● **WORK REQUIRED**
Each line of the entries that mentions the string "vgurevich" needs to be reported.

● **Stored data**
--- --- ---

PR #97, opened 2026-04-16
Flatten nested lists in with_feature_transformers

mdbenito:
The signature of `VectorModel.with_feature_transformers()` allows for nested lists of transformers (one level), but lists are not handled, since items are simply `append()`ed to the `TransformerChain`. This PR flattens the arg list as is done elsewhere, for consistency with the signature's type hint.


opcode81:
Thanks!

--- --- ---

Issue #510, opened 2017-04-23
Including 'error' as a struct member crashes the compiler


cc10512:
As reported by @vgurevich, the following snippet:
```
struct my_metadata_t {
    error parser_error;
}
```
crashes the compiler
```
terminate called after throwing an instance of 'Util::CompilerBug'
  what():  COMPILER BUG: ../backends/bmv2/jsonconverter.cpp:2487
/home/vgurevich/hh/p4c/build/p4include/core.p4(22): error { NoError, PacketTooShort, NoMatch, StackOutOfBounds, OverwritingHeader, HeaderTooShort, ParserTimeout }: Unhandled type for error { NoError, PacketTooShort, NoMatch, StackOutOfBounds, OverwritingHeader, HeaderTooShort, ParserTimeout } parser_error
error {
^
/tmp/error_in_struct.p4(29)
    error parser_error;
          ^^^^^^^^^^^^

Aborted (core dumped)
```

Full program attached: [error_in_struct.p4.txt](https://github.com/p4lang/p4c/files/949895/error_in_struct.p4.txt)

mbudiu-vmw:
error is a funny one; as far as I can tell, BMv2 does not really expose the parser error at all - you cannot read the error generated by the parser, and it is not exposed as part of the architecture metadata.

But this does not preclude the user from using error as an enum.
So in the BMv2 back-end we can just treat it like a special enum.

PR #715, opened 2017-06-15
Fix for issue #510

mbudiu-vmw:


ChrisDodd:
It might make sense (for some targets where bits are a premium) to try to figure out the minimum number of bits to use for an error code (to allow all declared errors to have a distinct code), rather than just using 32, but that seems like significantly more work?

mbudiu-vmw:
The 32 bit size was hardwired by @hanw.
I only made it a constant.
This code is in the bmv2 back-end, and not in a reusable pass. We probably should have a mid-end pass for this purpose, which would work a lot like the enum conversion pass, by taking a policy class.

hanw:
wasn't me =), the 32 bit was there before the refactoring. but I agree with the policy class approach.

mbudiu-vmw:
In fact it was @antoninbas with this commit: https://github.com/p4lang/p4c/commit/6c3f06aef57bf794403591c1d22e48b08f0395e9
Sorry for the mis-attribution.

--- --- ---

● **FINISHED TASK**
As reported by @vgurevich, the following snippet:
/home/vgurevich/hh/p4c/build/p4include/core.p4(22): error { NoError, PacketTooShort, NoMatch, StackOutOfBounds, OverwritingHeader, HeaderTooShort, ParserTimeout }: Unhandled type for error { NoError, PacketTooShort, NoMatch, StackOutOfBounds, OverwritingHeader, HeaderTooShort, ParserTimeout } parser_error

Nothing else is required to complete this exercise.